Improvement on Web Translate It: better YAML importer

By Edouard on January 14, 2010

Today I improved and launched a new parser for the importer used for YAML files on Web Translate It. The previous parser was buggy and inefficient.

The default Ruby on Rails implementation for i18n, so-called “Simple” use YAML to store its files.

A YAML file looks like so:

fr:
  some_key:
    key: value
    # a comment
    hello: bonjour

The YAML parser used until today was home-made. It used to browse every line in the YAML file, extracted keys, values and comments.

Really good YAML parsers exist for pretty much every language, but they don’t allow me to extract comments and display them on the translation interface, and it was a no-go when I implemented this feature.

My parser was working fine with really simple YAML files. In practice many customers had problems importing their YAML files because my parser did not support some edge-cases.

As Web Translate It grows, a few more customers needed to be able to import YAML files. As a consequence, last night and today a few more import jobs failed for a customer. I am really sorry about that.

Being able to actually import YAML files is obviously more important that being able to extract comments. On top of that, my parser had become incredibly complex and I felt I would not be able to fix the issue in a simple way, and to maintain a such hullabaloo.

So I switched to the vanilla ruby YAML parser, which not only parses files really well, but also parses them really fast. The only downside is that it is not possible to extract and import comments from the YAML file any longer.

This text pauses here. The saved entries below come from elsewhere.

PR #1226, opened 2026-07-02
feat: migrate chaos tests to e2e/chaos package and V3 RunScenario

Farber98:
### Why
Chaos e2e tests embedded `Pumba` commands, container lookup, and a V2 send/assert path directly in `chaos_test.go`. That was fine for EVM-only, but now we need chaos tests in other families and avoid copying all primitives and setup. (eg. `Pumba`, env-out parsing, etc.)

This PR extracts shared chaos helpers and migrates all `TestChaos_*` tests onto a single V3 scenario runner.

### What
**New `tcapi/chaos/` package:**
- Outage injection via `Pumba` (`InjectOutage`, duration constants)
- Container resolution from `ccv.Cfg` (aggregator nginx, verifiers, executors, indexer)
- `ExecutorContainersForDest` for dest-chain executor targeting (needed when multiple executors share the same qualifier)
- `RunScenario` — outage → V3 send → offchain assert → optional dest exec confirm
- `ResolveEOAReceiverDefaultVerifier` for EVM chaos message setup

**chaos_test.go refactor:**
- All four `TestChaos_*` tests use `RunScenario` (no `runV2TestCase`, no inline `Pumba`)
- `setupChaos` no longer loads chains or filters by family; EVM lib loading stays at the test call site
- Uses `tcapi.AssertMessageOptions` and the V3 message pipeline

**RPC latency chaos (new):**
- `BuildNetemDelayCommand` / `LatencySpec` / `injectLatency` — Pumba `netem delay` command builder, mirroring the pattern already used in `load_test.go`
- `BlockchainContainer` / `BlockchainContainerForSelector` — resolve blockchain RPC container names by array index or chain selector (selector-based since `lib.Chains()` returns unspecified order)
- `ScenarioSpec.Latency` (`*LatencySpec`) — `RunScenario` dispatches latency vs outage via `injectChaos`; `Latency` takes precedence over `Outage` when both are non-nil
- `OutageSpec` and `LatencySpec` are now pointers on `ScenarioSpec` / `runEVMChaosScenario` so callers pass `nil` for the unused mode
- `TestChaos_RPCLatency` — injects 20000ms (20s) latency on both src+dest blockchain RPC containers for 1m, confirms V3 message finalizes offchain and executes on-chain despite the added latency

**RPC outage (blackout) — skipped:**
- Container resolvers (`BlockchainContainer`, `BlockchainContainerForSelector`) and `OutageSpec`/`InjectOutage` are in place, but the EVM test is not added because `ethclient.Client` (go-ethereum HTTP transport) has no reconnection logic. `CCIP17EVM` caches the client and all `abigen` bindings at env-setup time; after Pumba `stop --restart`, the `eventPoller` retries but the stale `http.Transport` connection pool keeps failing, so `ConfirmExecOnDest` hangs until timeout.
- TODO: add `TestChaos_RPCBlackout` once EVM devenv implements RPC reconnection (re-dial + re-bind on persistent failure). Solana devenv can use `OutageSpec` against its RPC node today since Solana clients reconnect natively. See `tcapi/chaos/README.md` for details.


build/devenv/tests/e2e/tcapi/chaos/scenario.go
```diff
@@ -0,0 +1,126 @@
...
+	ccv "github.com/smartcontractkit/chainlink-ccv/build/devenv"
+	"github.com/smartcontractkit/chainlink-ccv/build/devenv/cciptestinterfaces"
+	devenvcommon "github.com/smartcontractkit/chainlink-ccv/build/devenv/common"
+	"github.com/smartcontractkit/chainlink-ccv/build/devenv/tests/e2e/tcapi"
+	"github.com/smartcontractkit/chainlink-ccv/protocol"
+)
+
+// ScenarioSpec describes a chaos scenario: inject an outage, send a V3 message, assert
+// offchain progress, and optionally confirm execution on the destination chain.
+type ScenarioSpec struct {
```
makramkd, line 18: I haven't seen the full PR yet, but can we consolidate all these testing apis within `tcapi`? Main reason would be single point of truth for all testing APIs that is well documented, and we don't have to fish in different packages for e.g. Chaos or Load APIs.

makramkd (changes requested):

build/devenv/tests/e2e/chaos/evm_message.go
```diff
@@ -0,0 +1,88 @@
...
+	"github.com/smartcontractkit/chainlink-ccv/protocol"
+	"github.com/smartcontractkit/chainlink-deployments-framework/datastore"
+)
+
+// EVMMessage holds V3 message fields and options hydrated for a simple EOA-receiver
+// send with the default committee CCV and executor on the source chain.
+type EVMMessage struct {
+	Fields  cciptestinterfaces.MessageFields
+	MsgOpts cciptestinterfaces.MessageOptions
+}
```
makramkd: Can we re-use the tcapi std test cases to avoid re-defining the same tests over again? See e.g. https://github.com/smartcontractkit/chainlink-ccv/blob/ec7a327d5e17efd21f20ae32ee9bd5d171921ac1/build/devenv/tests/e2e/tcapi/basic/v3.go#L268.

If for some reason that is unusable IMO we should generalize further tcapi if needed to accommodate these use cases.

build/devenv/tests/e2e/chaos/outage.go
```diff
@@ -0,0 +1,44 @@
...
+
+	// ExecutorOutageDuration is used for executor and indexer outage scenarios.
+	ExecutorOutageDuration = 30 * time.Second
+)
+
+// OutageSpec describes a container stop outage injected via Pumba before a test
+// sends a message.
+type OutageSpec struct {
+	Duration time.Duration
+	Targets  []string
```
makramkd: Can we have a Go doc comment on this, its not super clear what should be in this slice just from reading this code.

build/devenv/tests/e2e/chaos/outage.go
```diff
@@ -0,0 +1,44 @@
...
+
+	// LiteralSingle, when true with a single target, passes the container name to
+	// Pumba without ^$ anchors (aggregator nginx behavior).
+	LiteralSingle bool
```
makramkd: This seems odd, why is this needed? The comment doesn't really explain it that well.

build/devenv/tests/e2e/chaos/scenario.go
```diff
@@ -0,0 +1,126 @@
...
+// and optionally confirms execution on the destination. The caller must provide lib and
+// message fields; this package does not filter chains by family.
+func RunScenario(t *testing.T, ctx context.Context, spec ScenarioSpec) error {
+	cleanup, err := InjectOutage(ctx, spec.Outage)
+	if err != nil {
+		return fmt.Errorf("inject outage: %w", err)
+	}
+	t.Cleanup(cleanup)
+
+	chainMap, err := spec.Lib.ChainsMap(ctx)
```
makramkd: I feel like a lot of the boilerplate in this `RunScenario` is not needed if you simply invoke the appropriate std test case.

makramkd (changes requested):

build/devenv/tests/e2e/chaos/outage.go
huangzhen1997: This is seems to be a workaround for aggregator docker container name

huangzhen1997: Removed it.

build/devenv/tests/e2e/chaos_test.go
```diff
@@ -101,169 +62,134 @@ func TestChaos_VerifierFaultToleranceThresholdViolated(t *testing.T) {
...
-		AssertVerifierLogs:      false,
-		AssertExecutorLogs:      false,
+	runEVMChaosScenario(t, ctx, lib, src, dst, evmChaosConfig{
+		ConfirmExec: true,
+		Timeout:     5 * time.Minute,
+		ExecTimeout: 5 * time.Minute,
+	}, chaos.OutageSpec{
+		Duration: chaos.DefaultOutageDuration,
+		Targets:  executorTargets,
 	})
```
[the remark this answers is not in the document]
jadepark-dev: @huangzhen1997 This seems to be a valid point

build/devenv/tests/e2e/tcapi/v3message.go
```diff
@@ -0,0 +1,122 @@
...
+	if err != nil {
+		return err
+	}
+	testCtx, cleanupFn := NewTestingContext(ctx, aggregatorClient, indexerMonitor)
+	defer cleanupFn()
+
+	execTimeout := cfg.Run.ExecTimeout(cfg.ExecTimeout)
+	if execTimeout == 0 {
+		execTimeout = DefaultExecTimeout
+	}
```
jadepark-dev: Do you think we can avoid a silent default override? I wonder what the case is where we put 0 as a timeout?

build/devenv/tests/e2e/tcapi/basic/v3.go
```diff
@@ -65,82 +63,25 @@ func (tc *v3TestCase) Run(ctx context.Context) error {
...
-	v3Dst, err := tc.lib.V3Destination(ctx, tc.dst)
-	if err != nil {
-		return fmt.Errorf("destination chain %d does not support V3 message: %w", tc.dst, err)
-	}
-	l := zerolog.Ctx(ctx)
-	sendMessageResult, err := tcapi.SendV3Message(ctx, v3Src, v3Dst,
-		cciptestinterfaces.MessageFields{
-			Receiver: tc.receiver,
-			Data:     tc.msgData,
+	return tcapi.RunV3MessageLifecycle(ctx, tc.lib, tcapi.V3MsgConfig{
```
jadepark-dev: If this is only for reusability, can we defer this wrapping `RunV3MessageLifecycle`? Not a big fan of dumping everything in one config, which can nudge people to add random fields as they want

build/devenv/tests/e2e/chaos_test.go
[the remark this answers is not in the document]
jadepark-dev: nvm I just found original value in the chaos test file 
```outageDuration = 20 * time.Second```

File: build/devenv/tests/e2e/chaos/README.md [hunk 9]
```diff
@@ -0,0 +1,63 @@
+# e2e/chaos
+
+Shared helpers for CCIP devenv chaos tests: inject container outages via Pumba, resolve
```
jadepark-dev: @huangzhen1997 Looks like the chaos tests defined here cover:
- `TestChaos_AggregatorOutageRecovery`
- `TestChaos_VerifierFaultToleranceThresholdViolated`
- `TestChaos_AllExecutorsDown`
- `TestChaos_IndexerDown`

which makes sense to have platform-level failure cases

However, I wonder what the plan is around PRC failure scenarios(blackout, failure in multinode, abnormal latency)? Specifically with Solana, we should expect noise from RPC failure given that we have had many warrooms from it. I'm not sure if this is something we can provide from the CCV side, but curious to know what our approach is

cc. @ogtownsend

build/devenv/tests/e2e/tcapi/basic/v3.go
huangzhen1997: I was just about to revisit this, yes I agree, the initial goal was to dedup, but now it seems reduce the flexibility and readability, and more complex for the caller.

build/devenv/tests/e2e/tcapi/v3message.go
huangzhen1997: 0 is not allow because it means no timeout at all. For [reference](https://github.com/smartcontractkit/chainlink-ccv/blob/9002411014bbed57a7bb1a01669a559c01c74769/build/devenv/tests/e2e/chaos_test.go#L49), if the timeout is 0, stop --restart would stop the container and never restart it.

build/devenv/tests/e2e/chaos/README.md
huangzhen1997: This PR was just refactor existing chaos test coverage so we can add for Solana. But I agree with having rpc failure can be valuable. This chaos test technically supports inject outage to rpc node container, I've actually tested this locally, but test failed due to missing support of ethclient reconnection in evm devenv. It's out of scope here to support for EVM, but technically this is doable with existing chaos test outage injection when we add the test for Solana.

build/devenv/tests/e2e/tcapi/chaos/scenario.go
```diff
@@ -0,0 +1,141 @@
...
+			return nil, fmt.Errorf("inject latency: %w", err)
+		}
+		return cleanup, nil
+	}
+	cleanup, err := InjectOutage(ctx, spec.Outage)
+	if err != nil {
+		return nil, fmt.Errorf("inject outage: %w", err)
+	}
+	return cleanup, nil
+}
```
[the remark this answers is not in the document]
huangzhen1997: when both nil should return error as the function failed to injectChaos

build/devenv/tests/e2e/tcapi/basic/v3.go
```diff
@@ -205,6 +205,28 @@ func loadV3Env(ctx context.Context, lib ccv.Lib, src, dst uint64) (v3Env, bool)
 	return env, true
 }
 
+// ResolveEOAReceiverDefaultVerifier resolves the EOA receiver on dst and the default
+// committee CCV and default executor on src for a minimal V3 send.
+func ResolveEOAReceiverDefaultVerifier(ctx context.Context, lib ccv.Lib, src, dst uint64) (protocol.UnknownAddress, []protocol.CCV, protocol.UnknownAddress, error) {
```
ogtownsend: nit: seems to do more than just receiver and verifier, maybe call it something more high level like `ResolveV3SendRequiredAddresses()` or `GetMinSetV3SendAddresses()` 🤷

build/devenv/tests/e2e/tcapi/chaos/containers.go
```diff
@@ -0,0 +1,169 @@
...
+	"fmt"
+	"strings"
+
+	chain_selectors "github.com/smartcontractkit/chain-selectors"
+
+	ccv "github.com/smartcontractkit/chainlink-ccv/build/devenv"
+	devenvcommon "github.com/smartcontractkit/chainlink-ccv/build/devenv/common"
+	"github.com/smartcontractkit/chainlink-ccv/build/devenv/services/committeeverifier"
+)
+
```
ogtownsend, line 18: nit: add some brief toplevel documentation about what this file does/is responsible for, seems like it's main purpose is to provide easy access to test container names but doesn't actually manipulate container state or lifecycles

build/devenv/tests/e2e/tcapi/chaos/outage.go
```diff
@@ -0,0 +1,75 @@
...
+// sends a message.
+type OutageSpec struct {
+	Duration time.Duration
+	// Targets are normalized Docker container names (leading "/" stripped) that Pumba
+	// will stop during the outage.
+	Targets []string
+}
+
+// injectOutage starts a Pumba container stop for the given spec and returns a
+// cleanup function that tears down the Pumba sidecar.
```
ogtownsend: How does it work underneath? Does this mean a separate pumba container is spun up alongside a CCIP container (verifier, executor, etc) and sends it a signal to shut down, then is able to restart it later on (if desired) somehow?

build/devenv/tests/e2e/tcapi/chaos/README.md
```diff
@@ -0,0 +1,76 @@
...
+| `ExecutorContainersForDest(cfg, destSelector, qualifier)` | Dest-specific executor (cross-family devenvs) |
+| `IndexerContainer(cfg, index)` | Indexer outage |
+| `BlockchainContainer(cfg, index)` | Blockchain RPC outage by array index |
+| `BlockchainContainerForSelector(cfg, selector)` | Blockchain RPC outage by chain selector |
+
+Container names are normalized from env-out (`Out.ContainerName`, leading `/` stripped).
+
+## Limitations & TODOs
+
+### RPC outage (blackout) — TODO
```
makramkd: Can you create a ticket for this?

build/devenv/tests/e2e/tcapi/basic/v3.go
makramkd: I see this being used in this file only, at least in this PR, and its referenced in the README for the chaos pkg. Is it being used by the Solana chaos tests?

If it is, one other thought is whether this should be in `basic` or if we should create a `common` package of sorts inside tcapi. Not a blocker for this PR though.

makramkd (dismissed):
🚀

build/devenv/tests/e2e/tcapi/basic/v3.go
huangzhen1997: Yeah was going to rename but forgot, good catch!

build/devenv/tests/e2e/tcapi/chaos/outage.go
huangzhen1997: Pumba is a short-lived sidecar that issues docker stop + auto-restart via docker api, and the cleanup callback will remove thesidecar

build/devenv/tests/e2e/tcapi/chaos/README.md
huangzhen1997: https://smartcontract-it.atlassian.net/browse/CCIP-12571

build/devenv/tests/e2e/tcapi/basic/v3.go
huangzhen1997: I moved it along with some helpers to tcapi/resolve.go

tt-cll (approved):

ogtownsend (approved):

A note of caution with YAML

Be cautious when writing copy in your YAML file because everything your write in the file is interpreted by the parser (by your application as well as by Web Translate It). Words like true, false, yes, no are interpreted as the booleans True or False by YAML parsers.

Consider this YAML file:

en:
  date:
    true: foo
    false: bar
    yes: baz
    no: boo

It will be interpreted as:

en:
  date:
    true: foo
    false: bar

Because yes == true and false == no in YAML, the parser consider the compounds yes: baz and no: boo duplicate respectively true: foo and false: bar. If you must use yes and no as keys, wrap them around quotes, like so:

en:
  date:
    true: foo
    false: bar
    "yes": baz
    "no": boo

Same goes for the value. This:

en:
  date:
    a_key: yes
    b_key: no

will be interpreted as:

en:
  date:
    a_key: true
    b_key: false

So wrap them around quotes:

en:
  date:
    true: "yes"
    false: "no"

Thank you for your patience with this issue, and thank you for using Web Translate It.